Accompanying drawing explanation

Fig. 1 is the schematic perspective view of multiple electron beam melting of providing of the utility model embodiment and milling compound 3D printing device;

Fig. 2 is the simple and easy schematic diagram that multiple electron beam melting of providing of the utility model embodiment and milling compound 3D printing device adopt two electron beam emitting structurals and a milling head;

Fig. 3 is the simple and easy schematic diagram that multiple electron beam melting of providing of the utility model embodiment and milling compound 3D printing device adopt three electron beam emitting structurals and a milling head;

Fig. 4 is the simple and easy schematic diagram that multiple electron beam melting of providing of the utility model embodiment and milling compound 3D printing device adopt four electron beam emitting structurals and a milling head.
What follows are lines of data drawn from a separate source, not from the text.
PR #316, opened 2014-06-11
Cloudstack Driver - Create/Delete Network functionality + tests

boul:
Functions added on the cloudstack driver:

ex_list_network_offering
ex_create_network
ex_delete_network

New Object:
CloudStackNetworkOffering

And some additions to the CloudStackNetwork dictionary
netmask
gatway
vpcid


libcloud/compute/drivers/cloudstack.py
```diff
@@ -453,6 +465,30 @@ def __repr__(self):
                    self.networkofferingid, self.zoneid, self.driver.name))
 
 
+class CloudStackNetworkOffering(object):
+    """
+    Class representing a CloudStack Network Offering.
+    """
+
+    def __init__(self, name, displaytext, guestiptype, id, serviceofferingid,
```
Kami: For consistency with existing code and other drivers, please use `_` to separate words in the argument names - display_text, guest_ip_type, service_offerring_id, for_vpc, etc.

libcloud/compute/drivers/cloudstack.py
```diff
@@ -880,6 +916,122 @@ def ex_list_networks(self):
...
+                            netoffer['displaytext'],
+                            netoffer['guestiptype'],
+                            netoffer['id'],
+                            netoffer['serviceofferingid'],
+                            netoffer['forvpc'],
+                            self))
+
+        return networkofferings
+
+    def ex_create_network(self, displaytext, name, networkoffering,
```
Kami: Same here, please use underscore in the argument names.

libcloud/compute/drivers/cloudstack.py
```diff
@@ -880,6 +916,122 @@ def ex_list_networks(self):
...
+                                    name,
+                                    networkoffering.id,
+                                    result['id'],
+                                    location.id,
+                                    self,
+                                    extra=extra)
+
+        return network
+
+    def ex_delete_network(self, network, forced=None):
```
Kami: For consistency with existing code base, please call the argument `force` instead of `forced`.

libcloud/compute/drivers/cloudstack.py
Kami: Instead of using kwargs, please explicitly declare `gateway`, `netmask` and `vpc_id` argument in the method signature.

Using kwargs in cases like this makes programmatic introspection and many other things hard / impossible - https://libcloud.readthedocs.org/en/latest/development.html#don-t-abuse-kwargs

boul:
Thx for the quick feedback, see 50e6c75 with the suggested changes for consistancy reasons.

libcloud/compute/drivers/cloudstack.py
sebgoa: Could you also add deleteNetworkOffering and createNetworkOffering ? Since you are defining the CloudStackNetworkOffering class, you could add the other methods

boul: createNetworkOffering and deleteNetworkOffering are only-available to ROOT-admins. I might add this at a later stage. Especially createNetworkOffering could be tricky based on the different network providers. I'd rather put some focus on CRUD VPC's.

Kami: Yeah, and it's also worth noting that compute drivers should only implement user / non-admin functionality.

We need to find a better and unified solution (maybe a separate driver / class) for handling admin actions, but this requires a bit more thought and work.

sebgoa: On Jun 11, 2014, at 3:56 PM, Tomaz Muraus notifications@github.com wrote:

> In libcloud/compute/drivers/cloudstack.py:
> 
> > -        networkofferings = []
> >   +
> > -        for netoffer in netoffers:
> >   +
> > -            networkofferings.append(CloudStackNetworkOffering(
> > -                            netoffer['name'],
> > -                            netoffer['displaytext'],
> > -                            netoffer['guestiptype'],
> > -                            netoffer['id'],
> > -                            netoffer['serviceofferingid'],
> > -                            netoffer['forvpc'],
> > -                            self))
> >   +
> > -        return networkofferings
> >   +
> > -    def ex_create_network(self, displaytext, name, networkoffering,
> 
> Yeah, and it's also worth noting that compute drivers should only implement user / non-admin functionality.
> 
> We need to find a better and unified solution (maybe a separate driver / class) for handling admin actions, but this requires a bit more thought and work.

Yes agreed, good point by Roland.

libcloud/compute/drivers/cloudstack.py
```diff
@@ -880,6 +917,122 @@ def ex_list_networks(self):
...
+                                    netoffer['guestiptype'],
+                                    netoffer['id'],
+                                    netoffer['serviceofferingid'],
+                                    netoffer['forvpc'],
+                                    self))
+
+        return networkofferings
+
+    def ex_create_network(self, displaytext, name, networkoffering,
+                          location, **kwargs):
```
sebgoa: You still need to fix the kwargs issue. We prefer to explicitly list the arguments that you need: gateway, net mask, vpc_id

boul: Fixed it. Cheers!

sebgoa:
Can you squash your commits ? that would make a clean PR. thx

Kami:
I've squashed the commits, renamed some variables to use underscores and merged patch into trunk. Thanks.

boul:
Thx just squashed before noticing you already did. Thx!

Kind Regards,
Roeland Kuipers

http://www.schubergphilis.com

Sent from a mobile device.

sebgoa:
@Kami you were not that nice with me when I submitted pr :) …maybe once

Kami:
@runseb heh, I can't always easily squash the commits - if the branch is not in sync with trunk, trying to apply the patch results in conflicts and resolving this is quite painful (although, I do it every now and then).

PR #317, opened 2014-06-19
Fix ex_unpause_node in openstack

porduna:
ex_unpause_node in the OpenStack driver was calling the 'pause' action instead of the 'unpause' action.


Kami:
Good catch, merged into trunk. Thanks.

PR #318, opened 2014-06-20
[LIBCLOUD-579] Allow nodes to be launched into a specific subnet by addi...

zerthimon:
...ng subnet parameter to create_node() method of ec2 driver


Kami:
Merged into trunk. Thanks.

PR #319, opened 2014-06-20
use existing _pathlist() function to convert key and an array of values ...

zerthimon:
...into AWS query param format instead of doing this in every function


Kami:
Merged into trunk. Thanks.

Detailed description of the invention

In order to make the purpose of this utility model, technical scheme and advantage clearly understand, below in conjunction with drawings and Examples, the utility model is further elaborated.Should be appreciated that specific embodiment described herein only in order to explain the utility model, and be not used in restriction the utility model.
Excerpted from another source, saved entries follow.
PR #320, opened 2014-06-20
[LIBCLOUD-580] node filters for ec2 driver

zerthimon:
Extend EC2 driver list_nodes() method with ability to provide filters to list only specific nodes.

### DIFF
--- a/libcloud/compute/drivers/ec2.py
+++ b/libcloud/compute/drivers/ec2.py
@@ -1875,7 +1875,7 @@ class BaseEC2NodeDriver(NodeDriver):
         'terminated': NodeState.TERMINATED
     }
 
-    def list_nodes(self, ex_node_ids=None, filters=None):
+    def list_nodes(self, ex_node_ids=None, ex_filters=None):
         """
         List all nodes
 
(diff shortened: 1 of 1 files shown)


libcloud/compute/drivers/ec2.py
```diff
@@ -1875,7 +1875,7 @@ class BaseEC2NodeDriver(NodeDriver):
         'terminated': NodeState.TERMINATED
     }
 
-    def list_nodes(self, ex_node_ids=None):
+    def list_nodes(self, ex_node_ids=None, filters=None):
```
Kami: Since it's an extension argument, it should be prefixed with ex - `ex_filters`.

Also, ex_node_ids and filters arguments are kinda overlapping (you could get the same result when using filters), but yeah, we should probably still leave it there for backward compatibility purposes.

zerthimon:
Should parameter filters be renamed to ex_filters in other methods too (ex_list_networks, ex_get_security_groups, ex_list_route_tables and others in pending pull requests), for consistency ?

zerthimon:
@Kami anything else to be done here ?

Kami:
@zerthimon Nope. I'll go ahead and merge it shortly. Thanks.

Kami:
Merged into trunk. Thanks.

PR #321, opened 2014-06-22
Ssh key management for softlayer

Itxaka:
This pull requests add ssh key management for the SoftLayer driver.

Add methods for:
list_key_pairs()
get_key_pair()
import_key_pair_from_string()
delete_key_pair()
create_key_pair()

It also adds a new property to create node "ex_keyname" which is the name of the key to be associated to the new node.

Added tests for all methods and modified the test_create_node() test to use a sshkey as well.


libcloud/compute/drivers/softlayer.py
```diff
@@ -188,6 +194,47 @@ def _get_object_mask(self, service, mask):
             return {}
 
 
+class KeyPair(object):
```
Kami: Key pair management is now part of the base compute API so you should use the existing `libcloud.compute.base.KeyPair` class.

Itxaka:
Fixed the Keypar stuff that @Kami brougth to my attention. Im guessing that the way of storing extra stuff for the Keypairs is to use the extra field, so that's where I stored the ID of the key :D

Itxaka:
Any update if this is gonna be merged @Kami ?

Kami:
@Itxaka Really sorry for the delay.

I will review it again now and try to get it merged asap.

libcloud/compute/drivers/softlayer.py
```diff
@@ -411,6 +422,82 @@ def create_node(self, **kwargs):
 
         return self._to_node(raw_node)
 
+    def _to_key_pairs(self, elems):
```
Kami: Minor style thing - for consistency, please move "private" methods to the end of the class after all the "public" ones.

libcloud/compute/drivers/softlayer.py
```diff
@@ -411,6 +422,82 @@ def create_node(self, **kwargs):
...
+    def _to_key_pair(self, elem):
+        key_pair = KeyPair(name=elem['label'],
+                           public_key=elem['key'],
+                           fingerprint=elem['fingerprint'],
+                           private_key=elem.get('private', None),
+                           driver=self,
+                           extra={'id': elem['id']})
+        return key_pair
+
+    def _key_name_to_id(self, key):
```
Kami: Argument should probably be called `name` since it represents a key name and not a key object.

libcloud/compute/drivers/softlayer.py
```diff
@@ -411,6 +422,82 @@ def create_node(self, **kwargs):
...
+    def list_key_pairs(self):
+        result = self.connection.request(
+            'SoftLayer_Account', 'getSshKeys'
+        ).object
+        elems = [x for x in result]
+        key_pairs = self._to_key_pairs(elems=elems)
+        return key_pairs
+
+    def get_key_pair(self, name):
+        key_id = self._key_name_to_id(name)
```
Kami: Minor thing - for consistency and explicitness sake, please use keyword arguments (`self._key_name_to_id(name=name)`).

libcloud/compute/drivers/softlayer.py
```diff
@@ -411,6 +422,82 @@ def create_node(self, **kwargs):
...
+        ).object
+        return self._to_key_pair(result)
+
+    # TODO: Check this with the libcloud guys,
+    # can we create new dependencies?
+    def create_key_pair(self, name):
+        if crypto is False:
+            raise NotImplementedError("create_key_pair needs"
+                                      " the pycrypto library")
+        key = RSA.generate(2048)
```
Kami: We should probably also allow user to specify key size and default to `4096` bits just to be on the safe side.

For example:

``` python
def create_key_pair(self, name, ex_size=4096)
```

libcloud/compute/drivers/softlayer.py
```diff
@@ -411,6 +422,82 @@ def create_node(self, **kwargs):
...
+        result = self.connection.request(
+            'SoftLayer_Security_Ssh_Key', 'getObject', id=key_id
+        ).object
+        return self._to_key_pair(result)
+
+    # TODO: Check this with the libcloud guys,
+    # can we create new dependencies?
+    def create_key_pair(self, name):
+        if crypto is False:
+            raise NotImplementedError("create_key_pair needs"
```
Kami: Minor style thing - for consistency, please use single quotes around strings.

Kami:
There are some minor style things which need to be addressed, but besides that it looks good.

I will get it merged into trunk as soon as those comments are addressed.

Thanks!

Itxaka:
@Kami thanks for the comments, will try to fix them as soon as possible.

Regarding the sshkey stuff, I still don't know if getting the local generation for ssh keys before uploading its an ok thing and could be implemented across libcloud.

Thing is, some(all?) of the cloud providers allow you to import an ssh key, but for that we need a method to generate one, upload the public part and return to the user the keypair object (public and private) so I believe it would be good if it could be used across all drivers as a new generic method. For automation purpouses it makes too much sense (we are doing it that way internally, on node creation we generate a new key from scratch for each machine, but as libcloud does not support it we are doing it outside of it)

It requires a new dependecy thougth, pycrypto.

Cheers!

Itxaka:
@Kami Everything modified to confirm to the proper guidelines and all tests passing :)

Kami:
@Itxaka Thanks.

I'm having troubles applying this patch on top of trunk (I would squash the commits myself). Can you please sync your branch with latest trunk and squash all the commits?

In the worst case, if you are also having troubles, just sync your branch with trunk, do git diff --no-prefix trunk > t.diff, create new branch, git apply t.diff and commit all the changes under a single commit.

Itxaka:
Having issues, will recreate the branch and a new pull request.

Below in conjunction with specific embodiment, realization of the present utility model is described in detail.

As shown in figures 1-4, be preferred embodiment that the utility model provides.

The 3D printing device 1 that the utility model provides, is compounded with Milling Process and electron beam melting, and it may be used for shaping various part, as the part etc. needed for aeronautical manufacture industry.

Multiple electron beam melting and milling compound 3D printing device 1 comprise pedestal 100, paving powder structure, multiple electron beam emitting structural 101 and milling head 102, wherein, pedestal 100 is as the basis of whole 3D printing device 1, play carrying effect, pedestal 100 is provided with the processing platform 109 of vertically movement, and metal powder is laid on this processing platform 109; Paving powder vibrational power flow is on pedestal 100, and paving powder structure is used for metal powder etc. to be transported to processing platform 109, and metal powder forms metal bisque on processing platform 109; Multiple electron beam emitting structural 101 is separately in the outside being arranged in milling head 102 around shape, each electron beam emitting structural 101 is positioned at the top of processing platform 109, its transmitting can at the electron beam of horizontal plane movement, and this electron beam is used for carrying out subregion melt-processed to the metal bisque be formed on processing platform 109 is similar to body to form single or multiple lift.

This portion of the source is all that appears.